# Christmas Lights Are Up



## Castle Rock Outbackers (Jan 18, 2004)

Got my Christmas lights up last night. I took some video. Turn on your speakers.

Randy

Christmas Lights


----------



## 7heaven (Jun 4, 2005)

Gee, Randy, I'll bet the neighbors love your display! Especially if it includes 500W stereo blasting away!


----------



## johnp (Mar 15, 2004)

Nice

Can you say pull the electric meter









John


----------



## Crawfish (Sep 14, 2005)

Great job Randy!

I reminds me of the movie "Close Encounters of the Third Kind"









"*Let's Go Camping*"

Crawfish


----------



## skills4lou (Nov 10, 2005)

I think I'll let my friend Mr. Smiley speak for me:
































































































































VERY COOL MAN!!


----------



## Thor (Apr 7, 2004)

skills4lou said:


> I think I'll let my friend Mr. Smiley speak for me:
> 
> 
> 
> ...


Great job!!!!! I haven't even got mine up yet







and it snowed ...Well it looks like this weekend the lights have to go up --- cold or no cold.

Thor


----------



## PDX_Doug (Nov 16, 2004)

Crawfish said:


> reminds me of the movie "Close Encounters of the Third Kind"

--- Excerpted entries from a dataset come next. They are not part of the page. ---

PR #1049, opened 2025-03-12
Various cleanup changes

rolandreichweinbmw:
This is a collection of different cleanup changes:

* intrusive_forward_list.h: Remove remove() by pointer because erase() can be used for that
* algorithm.h: Fix signed distance handling in copy_s and move_s, with added check for order; added test
* Fix File IDs


include/etl/intrusive_forward_list.h
```diff
@@ -991,29 +991,6 @@ namespace etl
       }
     }
 
-    //*************************************************************************
```
jwellbelove, line 994: Why did you remove this member function?

rolandreichweinbmw: I only later noticed that you can use the previously existing erase() instead. Therefore, I don't need the remove() anymore because I can use erase() interchangeably.

jwellbelove: `remove` and `erase` do different things.
`remove` searches the list for a node that equals the value of the parameter.
`erase` unlinks the node passed in the parameter.

rolandreichweinbmw: In this PR, I'm removing only the remove() overload that provides the erase() use case.

The other remove() overload - directly above in the code - stays.

PR #1072, opened 2025-04-12
Add swap(circular_buffer_ext&&) (#1068)

### LINKED ISSUE #1068: Request: add swap(circular_buffer_ext&&) for circular_buffer_ext
Hello,

I noticed that `etl::circular_buffer_ext` lacks an overload in `swap()` that takes in an rvalue reference. This forces us to create an unnecessary temporary variable. Are there plans to add it?

helderTZ:
This change adds an overload for circular_buffer_ext's swap() for rvalue references and a corresponding test.
Closes #1068

### DIFF
--- a/include/etl/circular_buffer.h
+++ b/include/etl/circular_buffer.h
@@ -1385,6 +1385,25 @@ namespace etl
 #endif
     }
 
+#if ETL_USING_CPP11
+    //*************************************************************************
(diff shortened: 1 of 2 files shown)


jwellbelove:
I'm accepting the pull request, but this is part of a much larger issue regarding how `_ext` containers are moved, which will need to be addressed at some point.

PR #838, opened 2017-11-19
Coding standard fixes

TomasVotruba:
- PSR2
- unused doc blocks
- sort namespace imports

### DIFF
--- a/src/Bridge/Symfony/DependencyInjection/Configuration.php
+++ b/src/Bridge/Symfony/DependencyInjection/Configuration.php
@@ -93,8 +93,7 @@ final class Configuration implements ConfigurationInterface
                         ->always($this->createPositiveIntegerValidatorClosure())
                     ->end()
                 ->end()
-            ->end()
-        ;
+            ->end();
 
         return $treeBuilder;
     }
--- a/src/Bridge/Symfony/DependencyInjection/Configuration.php
+++ b/src/Bridge/Symfony/DependencyInjection/Configuration.php
@@ -93,7 +93,8 @@ final class Configuration implements ConfigurationInterface
                         ->always($this->createPositiveIntegerValidatorClosure())
                     ->end()
                 ->end()
-            ->end();
+            ->end()
+        ;
 
         return $treeBuilder;
     }
--- a/src/FileLocator/DefaultFileLocator.php
+++ b/src/FileLocator/DefaultFileLocator.php
@@ -56,6 +56,7 @@ final class DefaultFileLocator implements FileLocatorInterface
                 && $file[1] === ':'
                 && ($file[2] === '\\' || $file[2] === '/')
             )
-            || null !== parse_url($file, PHP_URL_SCHEME);
+            || null !== parse_url($file, PHP_URL_SCHEME)
+        ;
     }
 }
--- a/src/FileLocator/DefaultFileLocator.php
+++ b/src/FileLocator/DefaultFileLocator.php
@@ -48,7 +48,7 @@ final class DefaultFileLocator implements FileLocatorInterface
 
     private function isAbsolutePath(string $file): bool
     {
-        return ($file[0] === '/'
+        return $file[0] === '/'
             || $file[0] === '\\'
             || (
                 strlen($file) > 3
@@ -57,6 +57,6 @@ final class DefaultFileLocator implements FileLocatorInterface
                 && ($file[2] === '\\' || $file[2] === '/')
             )
             || null !== parse_url($file, PHP_URL_SCHEME)
-        );
+        ;
     }
 }
--- a/src/FileLocator/DefaultFileLocator.php
+++ b/src/FileLocator/DefaultFileLocator.php
@@ -30,7 +30,7 @@ final class DefaultFileLocator implements FileLocatorInterface
      */
     public function locate(string $name, string $currentPath = null): string
     {
-        if ('' == $name) {
+        if ('' === $name) {
             throw FileNotFoundException::createForEmptyFile();
         }
 
--- a/src/FileLocator/DefaultFileLocator.php
+++ b/src/FileLocator/DefaultFileLocator.php
@@ -56,7 +56,6 @@ final class DefaultFileLocator implements FileLocatorInterface
                 && $file[1] === ':'
                 && ($file[2] === '\\' || $file[2] === '/')
             )
-            || null !== parse_url($file, PHP_URL_SCHEME)
-        ;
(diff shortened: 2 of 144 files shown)


src/Bridge/Symfony/DependencyInjection/Configuration.php
```diff
@@ -93,8 +93,7 @@ function (array $value) {
                         ->always($this->createPositiveIntegerValidatorClosure())
                     ->end()
                 ->end()
-            ->end()
-        ;
+            ->end();
```
theofidry: I'm really not a big fan of that change, I find it much less readable and makes less sense

src/FileLocator/DefaultFileLocator.php
```diff
@@ -48,15 +48,14 @@ public function locate(string $name, string $currentPath = null): string
 
     private function isAbsolutePath(string $file): bool
     {
-        return ($file[0] === '/'
+        return $file[0] === '/'
```
theofidry: I would keep those parenthesis, they are here for readability

src/Generator/ObjectGenerator/CompleteObjectGenerator.php
```diff
@@ -62,7 +62,7 @@ public function generate(
 
     private function isObjectComplete(FixtureInterface $fixture, ObjectInterface $object, GenerationContext $context): bool
     {
-        return (
+        return
```
theofidry: same here: I find it easier to read with the parenthesis

tests/Loader/LoaderIntegrationTest.php
```diff
@@ -591,7 +594,7 @@ public function testTemplatesAreBuildBeforeUsage()
         );
 
         $actual = $this->loader->loadData([
-            \Nelmio\Alice\Entity\DummyWithConstructorAndCallable::class => [
```
theofidry: keeping a FQCN is better here as it is way more easier to follow

src/Bridge/Symfony/DependencyInjection/Configuration.php
TomasVotruba: I just run PSR2 as considered to be standard. 
I think it's better to have consistend code than special rule for better readability and writeability.

src/FileLocator/DefaultFileLocator.php
TomasVotruba: When I read some code in (...) I suppose it's required and has special meaning (otherwise every code or condition would have it). This is not the case.

tests/Loader/LoaderIntegrationTest.php
TomasVotruba: Just this case or in general? I think it's better to use expressive class names, rather then depend on namespace, like `UserRepository` instead of `User` (entity? repository? controller?) and `DummyEntityWithConstructorAndCallable` instead of `DummyWithConstructorAndCallable` (dummy something?).

But I can remove this file from change.

TomasVotruba:
> I'm fine with most of the changes but there is a few rules I'm not fond of.

Awesome, I've replied at those with my reasoning. But all can be removed of course. It's your call.

> Also there is a make cs command using PHP-CS-Fixer, would it be possible to add the missing rules to it?

I'd love to, but it's not possible since it's based on [EasyCodingStandard](https://github.com/Symplify/EasyCodingStandard).

tests/Loader/LoaderIntegrationTest.php
theofidry: I agree with the practice in general, but for this case I find it more harmful than anything. It is easier to follow the FQCN (as you don't have to look up for the use statement) and a lot of classes have similar names and using use statements may require aliases. As it's only for those tests, I don't really want to bother with the names.

TomasVotruba: Allright then.

src/FileLocator/DefaultFileLocator.php
theofidry: I genuinely find it easier to read something like

```php
return (
    'foo' === $foo
    && 'bar === $bar
);
```

than:

```php
return 'foo' === $foo
    && 'bar === $bar;
```

(not the best example as in that case it could be easily inlined though).

That said we might just agree to disagree, I think it's very subjective for that one

src/Bridge/Symfony/DependencyInjection/Configuration.php
theofidry: I may be mistaken but I think that's a PHP-CS-Fixer thing not PSR-2, or then the PSR-2 doc needs to be updated as a few samples are using that CS as well

tests/Loader/LoaderIntegrationTest.php
theofidry: that's specific to that file only for those fixtures though :)

src/Bridge/Symfony/DependencyInjection/Configuration.php
TomasVotruba: I didn't find it in examples (`;` is always preceeded by some char), but you are right, it's in `no_empty_statement [@Symfony]`, my bad.

src/FileLocator/DefaultFileLocator.php
TomasVotruba: As you wish :bowing_man:

src/Bridge/Symfony/DependencyInjection/Configuration.php
TomasVotruba: Well, it actually from PHP_CodeSniffer: `PHP_CodeSniffer\Standards\PSR2\Sniffs\Methods\FunctionCallSignatureSniff.SpaceAfterCloseBracket`


image

tests/Loader/LoaderIntegrationTest.php
TomasVotruba: So this whole file should be reverted or only this single case?

tests/Bridge/Symfony/FixtureBuilder/ExpressionLanguage/Parser/ParserIntegrationTest.php
```diff
@@ -13,6 +13,10 @@
 
 namespace Nelmio\Alice\Bridge\Symfony\FixtureBuilder\ExpressionLanguage\Parser;
 
+<<<<<<< HEAD
```
theofidry: I think there's a little error there :)

theofidry:
Many thanks @TomasVotruba :)

TomasVotruba:
Glad to help :+1:

PR #847, opened 2017-12-18
Autoconfigure custom faker providers

theofidry:
- Update Travis configuration
- Bump some dependencies
- Add a conflict rule to prevent installation on incompatible versions of Symfony
- Faker providers are automatically registered when they extend the Faker base class
- Make the `Faker\Generator` service public to allow automatic service binding

### DIFF
--- a/src/Bridge/Symfony/DependencyInjection/NelmioAliceExtension.php
+++ b/src/Bridge/Symfony/DependencyInjection/NelmioAliceExtension.php
@@ -13,6 +13,7 @@ declare(strict_types=1);
 
 namespace Nelmio\Alice\Bridge\Symfony\DependencyInjection;
 
+use Faker\Provider\Base as BaseFakerProvider;
 use Symfony\Component\Config\FileLocator;
 use Symfony\Component\DependencyInjection\ContainerBuilder;
 use Symfony\Component\DependencyInjection\Loader\XmlFileLoader;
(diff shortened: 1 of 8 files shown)


Soullivaneuh:
I think you should also add a reference for `Faker\Generator` service for auto-binding.

Class guessing does not work anymore on Symfony 4.x, so I have to do this:

```yaml
services:
    _defaults:
        autowire: true
        autoconfigure: true
        public: false

    Faker\Generator: '@nelmio_alice.faker.generator'
```

theofidry:
Makes sense

src/Bridge/Symfony/DependencyInjection/NelmioAliceExtension.php
```diff
@@ -60,11 +61,15 @@ private function loadServices(ContainerBuilder $container)
...
+
         $finder->files()->in(self::SERVICES_DIR);
+
         foreach ($finder as $file) {
             $loader->load(
                 $file->getRelativePathname()
             );
         }
+
+        $container->registerForAutoconfiguration(BaseFakerProvider::class)->addTag('nelmio_alice.faker.provider');
```
stof: you could wrap this in a `method_exists` check to keep support for the 2.8 LTS.

src/Bridge/Symfony/Resources/config/faker.xml
```diff
@@ -13,7 +13,7 @@
 
     <services>
         
-        <service id="Faker\Generator" public="false"
+        <service id="Faker\Generator" public="true"
```
stof: why public ?

PR #848, opened 2017-12-23
Refactoring tests

carusogabriel:
I've refactored some tests, using:
- `assertCount` instead of `count` function;
- `assertGreaterThanOrEqual` and `assertLessThanOrEqual` for mathematical comparion;
- `assertSame` instead of strict comparison `===`;
- `assertRegExp` instead of `preg_match`.

There is a `php_unit_dedicate_assert` rule for `PHP-CS-Fixer`. Should we enable it?

### DIFF
--- a/.php_cs.dist
+++ b/.php_cs.dist
@@ -74,6 +74,7 @@ LICENSE
         'phpdoc_scalar' => true,
         'phpdoc_separation' => true,
         'phpdoc_trim' => true,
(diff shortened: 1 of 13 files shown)


theofidry:
>There is a php_unit_dedicate_assert rule for PHP-CS-Fixer. Should we enable it?

Yes let's do that 👍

Kinda reminds me of Clark Griswald....

Just kidding, Randy!
Looks great! 









Happy Trails,
Doug


----------



## ee4308 (Aug 23, 2005)

Great job! Never seen a display quite like that one. sunny


----------



## cookie9933 (Feb 26, 2005)

Randy,

Wow!! Awesome and truly amazing.























Not that I am exactly Mr. Scrooge, but I generally say humbug to all the work that goes with outside Christmas decorations. One or two strings is all I generally do.

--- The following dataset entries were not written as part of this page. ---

PR #858, opened 2018-02-13
Refactoring FileReferenceResolver

### LINKED ISSUE #851: Alice calls methods under __calls twice, in certain cases
I'm not sure what exactly causes this behavior, but my observation is that if the following two requirements are met:

* You have a fixture A, that has a method listed under `__calls`
* Another fixture B has a `__construct`, where the argument is a reference to fixture A

Example:
```yaml
KN\Entity\Sporty:
    sporty1:
        __calls:
            - setOwningTeam: []

KN\Entity\SportyShareCode:
    code1:
        __construct: [ "@sporty1" ]

```

The method `setOwningTeam` will be called twice.

I have made a POC for this that you can clone easily:

https://github.com/norbert-yoimo/alice-poc-double-calls

If you run `php test.php`, you will see:

```
CALLED 1 times
CALLED 2 times
```

PHP version is 7.2.1, Alice version is 3.1.3.

Nijusan:
trying to fix #851 : adds setting CompleteObject for generated content in FileReferenceResolver; fixing tests.

the problem occured due to the following process:

DoublePassGenerator runs with firstPass over the fixtures, trying to generate objects with calling CompleteObjectGenerator calling SimpleObjectGenerator. 
So when this happens for 'code1', the instantiator->instantiate() will follow in calling the FixtureReferenceResolver cause auf the '_construct' - call in the fixture. This FixtureReference Resolves the reference to the fixture for sporty1 and will call the SimpleObjectGenerator->generate() for it.

The Problem here was, that this object was created, but the CompleteObjectGenerator does not track for it. This class only recognizes, that an IncompleteClass was created for 'code1' and correctly does not set this class as completed.
Now the DoublePassGenerator runs with secondPass and again, hydrates the fixture for sporty1 altough it was already hydrated to the FixtureReferenceResolver.

I saw in the FixtureReferenceResolverTest-Class, that it was assumed and expected, that the Generator will return a FixtureSet with an ObjectBag with an instance of CompleteObject. But this was only because the ObjectBag was initialised with it. In a non test environment the FixtureReferenceResolver would return a FixtureSet with an ObjectBag with SimpleObjects in it...
So i changed this behavior in the FixtureReferenceResolver to work as expected as in the Test-Class... The generated object will be set as CompleteObject and the Test-Class had to be changed a little.

### DIFF
--- a/src/Generator/Resolver/Value/Chainable/FixtureReferenceResolver.php
+++ b/src/Generator/Resolver/Value/Chainable/FixtureReferenceResolver.php
@@ -147,11 +147,15 @@ final class FixtureReferenceResolver implements ChainableValueResolverInterface,
 
             $context->markIsResolvingFixture($referredFixtureId);
             $objects = $this->generator->generate($referredFixture, $fixtureSet, $context);
-            $fixtureSet =  $fixtureSet->withObjects($objects);
 
             if (false === $needsCompleteGeneration) {
+                $generatedObject = $objects->get($referredFixture);
+                $objects = $objects->with(new CompleteObject($generatedObject));
+
                 $context->unmarkAsNeedsCompleteGeneration();
             }
+
+            $fixtureSet =  $fixtureSet->withObjects($objects);
 
             return new ResolvedValueWithFixtureSet(
                 $fixtureSet->getObjects()->get($referredFixture)->getInstance(),
--- a/tests/Loader/LoaderIntegrationTest.php
+++ b/tests/Loader/LoaderIntegrationTest.php
@@ -1871,6 +1871,36 @@ class LoaderIntegrationTest extends TestCase
             ]
         ];
 
+        yield '[construct] with reference to object with throwable setter and caller' => [
+            [
+                FixtureEntity\DummyWithThrowableSetter::class => [
+                    'another_dummy' => [
+                        '__calls' => [
+                            ['setVal' => [1]],
+                        ]
+                    ]
+                ],
+                FixtureEntity\DummyWithConstructorParam::class => [
+                    'dummy' => [
+                        '__construct' => [
+                            '@another_dummy'
+                        ]
+                    ]
+                ]
+            ],
+            [
+                'parameters' => [],
+                'objects' => [
+                    'another_dummy' => $anotherDummy1 = (function (FixtureEntity\DummyWithThrowableSetter $anotherDummy1) {
+                        $anotherDummy1->setVal(1);
+
+                        return $anotherDummy1;
+                    })(new FixtureEntity\DummyWithThrowableSetter()),
+                    'dummy' => $dummy1 = new FixtureEntity\DummyWithConstructorParam($anotherDummy1),
+                ]
+            ]
+        ];
+
         yield 'empty instance' => [
             [
                 stdClass::class => [
--- a/tests/Loader/LoaderIntegrationTest.php
+++ b/tests/Loader/LoaderIntegrationTest.php
@@ -1875,6 +1875,7 @@ class LoaderIntegrationTest extends TestCase
             [
                 FixtureEntity\DummyWithThrowableSetter::class => [
                     'another_dummy' => [
+                        'hydrated' => true,
                         '__calls' => [
                             ['setVal' => [1]],
                         ]
@@ -1893,7 +1894,7 @@ class LoaderIntegrationTest extends TestCase
                 'objects' => [
                     'another_dummy' => $anotherDummy1 = (function (FixtureEntity\DummyWithThrowableSetter $anotherDummy1) {
                         $anotherDummy1->setVal(1);
-
+                        $anotherDummy1->setHydrated(true);
                         return $anotherDummy1;
                     })(new FixtureEntity\DummyWithThrowableSetter()),
                     'dummy' => $dummy1 = new FixtureEntity\DummyWithConstructorParam($anotherDummy1),
--- a/tests/Loader/LoaderIntegrationTest.php
+++ b/tests/Loader/LoaderIntegrationTest.php
@@ -1861,12 +1861,12 @@ class LoaderIntegrationTest extends TestCase
             [
                 'parameters' => [],
                 'objects' => [
-                    'another_dummy' => $anotherDummy1 = StdClassFactory::create([
-                        'val' => 1,
-                    ]),
-                    'dummy' => $dummy1 = StdClassFactory::create([
-                        'val' => $anotherDummy1,
-                    ]),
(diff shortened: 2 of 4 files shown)


theofidry:
Thanks very much for looking into this @Nijusan. I'm aware this is a deep dive into the code and takes a lot of efforts. All of that work is very much appreciated.

Before I review this however (I'm not in a state to do so right now unfortunately), could you make sure you have a breaking test in `LoaderTestIntegration`?

The reason I'm a bit insisting on that one is because it's the closest you can get in this library to an e2e tests, which are by far the most reliable but in practice often ends up being horribly brittle and slow. Luckily enough, in this library this is not the case, so this test is quite very valuable and worth 10x different of unit tests.

Putted in another way: this is a kind of situation tricky enough for me to think that unit tests are not reliable enough to make sure we fixed the issue correctly and prevent in an efficient way any regression in the future.

Nijusan:
no problem: here we go https://github.com/nelmio/alice/pull/860 :)

src/Generator/Resolver/Value/Chainable/FixtureReferenceResolver.php
```diff
@@ -147,12 +147,16 @@ private function resolveReferredFixture(
 
             $context->markIsResolvingFixture($referredFixtureId);
             $objects = $this->generator->generate($referredFixture, $fixtureSet, $context);
-            $fixtureSet =  $fixtureSet->withObjects($objects);
 
             if (false === $needsCompleteGeneration) {
+                $generatedObject = $objects->get($referredFixture);
+                $objects = $objects->with(new CompleteObject($generatedObject));
```
theofidry: I'm a bit confused by this. IIRC the `$needsCompleteGeneration` flag is just to say "get this object, but fully instantiated". So your added code reads as "if the object doesn't need to be complete, mark it as complete" and that wouldn't make sense

tests/Loader/LoaderIntegrationTest.php
```diff
@@ -1861,12 +1861,12 @@ public function provideFixturesToGenerate()
             [
                 'parameters' => [],
                 'objects' => [
-                    'another_dummy' => $anotherDummy1 = StdClassFactory::create([
-                        'val' => 1,
-                    ]),
-                    'dummy' => $dummy1 = StdClassFactory::create([
-                        'val' => $anotherDummy1,
-                    ]),
+                    'another_dummy' => $anotherDummy1 = (function (FixtureEntity\DummyWithThrowableSetter $anotherDummy1) {
```
theofidry: _Maybe_ the reason why the tests still pass nonetheless are that I think this test is incomplete. The bug is that in this context, the object (`$anotherDummy`) is getting initialised + hydrated twice (instead of once — this is the bug) + getting the function calls.

I think the current tests don't account for the last call, so what I'm afraid is happening right now is initialised + hydrated (once — fix) ~~+ getting the function class~~ (and this is not good)

So if my assumption is correct, if we add a function call, e.g. `DummyWithThrowableSetter::complete()` to `$anoherDummy1` the tests would fail again with your current patch.

Provided the above is correct, we need to find something else to fix this. I can't take a look at the moment, but the issue is that `$anotherDummy1` is required at some point, it is getting initialised and everything, but for some reason even though it has been created as a complete object it has not been marked as such.

src/Generator/Resolver/Value/Chainable/FixtureReferenceResolver.php
Nijusan: hmm, for me it reads like "the object does not need to be completed furthermore, so first, mark it as completed and second unmark the needs completion flag ... because its already completed...

the other way around, if i would put that code elsewhere, it would read like "the object is still marked as "needs completion" but i would already mark it as completed, but why? 

i am not 100% sure about this flag... all i could find out from the source until now the flag seems to be only used in this very special constellation, to make it possible to hydrate the object although we are in the first pass... and if thats the point, then saving the "needsCompleteGeneration" flag and setting it back later would make no use at all... because what we want in this special situation is to have the object to be fully complete?!

tests/Loader/LoaderIntegrationTest.php
Nijusan: sry, i've lost u ... 

i've nothing changed on the function calls? they should still be called? or am i wrong? from the point of the original https://github.com/nelmio/alice/issues/851 issue, i think the problem does not occur because of the use of __call but because of the use of the __construct .

i'm not sure about ur point i think i did not understand it correctly. nonetheless i added another test case, maybe this is going the direction ur talking about?

theofidry: Ok let me rephrase it.

So we have two things here: the objects and the fixtures. The fixture describes what the object looks like (how it's constructed, initialised etc.). So what alice do is:

- go through each fixture
- instantiate the object for each fixture (this is the first pass in the objects generator)
- go through each fixture again an "complete" the objects which involves two steps:
    - hydrating the object
    - configuring the object (doing the calls registered in `__call`)
    - mark the object as complete

So an object is complete only when it went through instantiated + hydrated + configured.

However things are not so simple, because an object may need another. For example here `$dummy` needs `$anotherDummy1`. When this happens, we try to get `$anotherDummy1` as a _complete_ object. At this point of time `$anotherDummy1` may not be created or created but not completed yet. So we need to complete `$anotherDummy1` first before passing it to `$dummy`.

I think the bug here is that when `$dummy` needs `$anotherDummy1`, we do complete it properly and then pass it to `$dummy`. The bug however is that when we do that, we fail to mark `$anotherDummy1` as a complete object (i.e. make it an instance of `CompleteObject` instead of `SimpleObject`). So later during the second pass, `$anotherDummy1` is being completed again which is the bug

Nijusan: ok. but what u are writing is what i was trying to say right from the beginning :) after diggin deep into the code, exactly what u say is what i could reproduce... 

and because of this i do make the object an instance of CompleteObject so that it is not completed again in second pass because everthing of this happend in the first pass...

so i think we are both talking same language here? what is it that makes u unsatisfied ?

theofidry: Oh I'm not unsatisfied at all :) I just wanna make sure we are actually fixing this and not causing another issue at the same time.

So what I think is missing in the test is a `__call` on `$anotherDummy1` like you have for hydrating its value. This is just to make sure that `$antoherDummy1` is properly passed as complete (it gets both hydrated & configured) and that no second call is made for it. To rephrase: you added a test accounting for the hydration, I would add a second for the "config" part.

theofidry:
And here we go! Thanks very much. I'll do a release ASAP

ogizanagi:
✨  Thanks @Nijusan for having taken care of this :)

I'm impressed with the work and effort, not to mention expense, of your light show. 
Well done.









Bill


----------



## Steelhead (Nov 14, 2005)

WOW!















































Dallas


----------



## Castle Rock Outbackers (Jan 18, 2004)

Alright...if no one is going to call BS on this after 9 posts, I need to let you all off the hook. Not my house. A buddy sent me the file, so I am surprised it has not already made its rounds into your email. I guess the 4 MB size may prevent it from being widely distributed.

Randy


----------



## Kenstand (Mar 25, 2004)

Randy you let them off too easy. I had already sent the link to my family claiming it was my house. Half of them will believe it.

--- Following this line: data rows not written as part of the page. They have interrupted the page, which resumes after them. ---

PR #866, opened 2018-02-20
adds check for service tag

Nijusan:
currently alice and aliceBundle both try to autoRegister classes which are extending BaseFakerProvider.

preventing this happening until alice bundle bumps version information about require nelmio/alice

### DIFF
--- a/src/Bridge/Symfony/DependencyInjection/NelmioAliceExtension.php
+++ b/src/Bridge/Symfony/DependencyInjection/NelmioAliceExtension.php
@@ -70,6 +70,8 @@ final class NelmioAliceExtension extends Extension
             );
         }
 
+        // Check if the auto-configuration of the tag is not already done. This is a temporary measure to avoid to break
+        // existing versions of HautelookAliceBundle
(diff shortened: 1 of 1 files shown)


src/Bridge/Symfony/DependencyInjection/NelmioAliceExtension.php
```diff
@@ -70,6 +70,8 @@ private function loadServices(ContainerBuilder $container)
             );
         }
 
-        $container->registerForAutoconfiguration(BaseFakerProvider::class)->addTag('nelmio_alice.faker.provider');
+        if ( 0 === count($container->findTaggedServiceIds('nelmio_alice.faker.provider')) ) {
```
theofidry: Could you add the following comment? just above it?

```
// Check if the auto-configuration of the tag is not already done. This is a temporary measure to avoid to break
// existing versions of HautelookAliceBundle
```

theofidry:
Looks good except a minor comment :)

theofidry:
Thanks!

PR #873, opened 2018-02-23
Fix the readme

stof:
- Fix the link to the BC promise
- Fix the Symfony Slack invitation link. Slack invitation links have a limited lifetime (they expire after a fixed number of usages). So symfony.com has its own URL which redirects to the invitation link and is updated when they generate a new link.


theofidry:
Thanks! I'll probably need to check the other projects as well regarding the link, I added it before we had this symfony.com URL

PR #880, opened 2018-02-27
Fixed minimum parameter count.

ChristianVermeulen:
screenshot 2018-02-27 17 57 26

There is a wrong conditional for this case :-D.


theofidry:
Indeed! Thanks :)

PR #883, opened 2018-03-03
Do not deep clone resolved values

### LINKED ISSUE #859: Add relation to same instance in differebt entities
Hi there, 

I have such  entities structure:
User has many Campaigns
User has many Creatives
Campaign has many Creatives

And  .yml file:
```
Project\Entities\User:
  user{1..5}:
    email (unique): '<email()>'
    firstName: '<firstName()>'
    lastName: '<lastName()>'
    password: '<bcrypt("q1w2e3r4")>'

Project\Entities\Campaign:
  campaign{1..100}:
    user: '@user*'
    name: '<company()>'

Project\Entities\Creative:
  creative{1..1000}:
    name: '<word()>'
    campaign: '@campaign*'
    user: '@user*' //i<---------issue is here
```
So  issue is in Creative part, I want to set user value same as we use in a related campaign (@campaign*), but not sure how to do that.

I tried:
```
Project\Entities\Creative:
  creative{1..1000}:
    name: '<word()>'
    campaign: '@campaign*'
    user: '$campaign->user'
```

but got the error   **Could not lex the value ">user"** , also I tried

```
Project\Entities\Creative:
  creative{1..1000}:
    name: '<word()>'
    campaign: '@campaign*'
    user: '@self->campaign->user'
```

and got the error   **Could not parse the token "@self->campaign->user" (type: PROPERTY_REFERENCE_TYPE).** 

Any ideas how to solve it?

ixarlie:
FunctionCallArgumentResolver when resolving every argument in the FunctionCallValue, creates a new FunctionCallValue to be resolved by any of the functions callers.

FunctionCallValue creates a clone for every argument, so this could be a problem if we want to use objects as arguments (references, variables, ...). For example: to relate two objects that should be persisted. The cloned object is totally new for the persister and out of scope.

Fixes #859

### DIFF
--- a/src/Definition/Value/ResolvedFunctionCallValue.php
+++ b/src/Definition/Value/ResolvedFunctionCallValue.php
@@ -16,7 +16,7 @@ namespace Nelmio\Alice\Definition\Value;
 use Nelmio\Alice\Definition\ValueInterface;
 
 /**
- * Value object representing '<name()>' (no arguments cloning)
+ * Value object representing a function arguments which have already been re-solved.
  */
 final class ResolvedFunctionCallValue implements ValueInterface
 {
--- a/src/Definition/Value/ResolvedFunctionCallValue.php
+++ b/src/Definition/Value/ResolvedFunctionCallValue.php
@@ -1,0 +1,71 @@
+<?php
+
+/*
+ * This file is part of the Alice package.
+ *
+ * (c) Nelmio <hello@nelm.io>
+ *
+ * For the full copyright and license information, please view the LICENSE
+ * file that was distributed with this source code.
+ */
+
+declare(strict_types=1);
+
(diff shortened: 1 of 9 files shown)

Gotta love the Outbacker folks. Really nice but a bit gullible. I know, I know it wasn't posted under the JOKES forum so it must be real.


----------



## wolfwood (Sep 19, 2005)

Castle Rock Outbackers said:


> Alright...if no one is going to call BS on this after 9 posts, I need to let you all off the hook. Not my house. A buddy sent me the file, so I am surprised it has not already made its rounds into your email. I guess the 4 MB size may prevent it from being widely distributed.
> 
> Randy
> [snapback]65545[/snapback]​


LMAO !!!! I was getting ready to warn our Fish & Game folks to prep for the incoming hoard of Colorado elk, moose, bobcat, etc. fleeing from an invasion into their otherwise pristine (and guiet) wilderness.


----------



## Katrina (Dec 16, 2004)

Yup, Seein it making the rounds.
Side note: I saw the group that did the music perform last Friday. Excellent Christmas show. I highly recommend them.


----------



## skills4lou (Nov 10, 2005)

AWWW, cmon.....And here I thought the guy spent days editing that video.


----------



## dougdogs (Jul 31, 2004)

Katrina, is that the Trans Siberian Orchestra?? I saw this video over at stupidvideos.com


----------



## Katrina (Dec 16, 2004)

dougdogs said:


> Katrina, is that the Trans Siberian Orchestra?? I saw this video over at stupidvideos.com
> [snapback]65583[/snapback]​


Yes, that would be them. I've seen them perform a few times now.
Check them out if you get a chance and pick up their Christmas CD's at any music store.
http://www.trans-siberian.com


----------



## cookie9933 (Feb 26, 2005)

Randy,

After seeing the time and effort you put into your camping journal, I was giving you credit for the Christmas display too. Hey, those camping pics are of your family, aren't they? Fess up as necessary.









Bill


----------



## 7heaven (Jun 4, 2005)

Randy, My smart aleck response and







were because the bs meter was pegged....


----------



## sircarryalot (Jun 23, 2005)

Castle Rock Outbackers said:


> Got my Christmas lights up last night. I took some video. Turn on your speakers.
> 
> Randy
> 
> ...


Alyssa said "Daddy, can we have lights like that on our house"

That was very cool !!!!


----------



## Ghosty (Jan 17, 2005)

Actually this video was around last year also -- still funny though --

Katrina -- I see that you also like www.stupidvideos.com ...


----------



## Katrina (Dec 16, 2004)

Ghosty said:


> Katrina -- I see that you also like www.stupidvideos.com ...
> [snapback]65638[/snapback]​


I'm pretty easily amused....


----------



## hatcityhosehauler (Feb 13, 2004)

Well, I wasn't fully convinced of the BS, as here in town there is a guy who does something like that in his yard every year. His entire yard and house are full of lights and lighted ornamentation. There is a sign in front directing spectators to tune their FM radio to a certain frequency. As you listen to the Xmas music coming from the radio, you watch the lights flash, synchronized to the music much like Randy's video. It is pretty amazing.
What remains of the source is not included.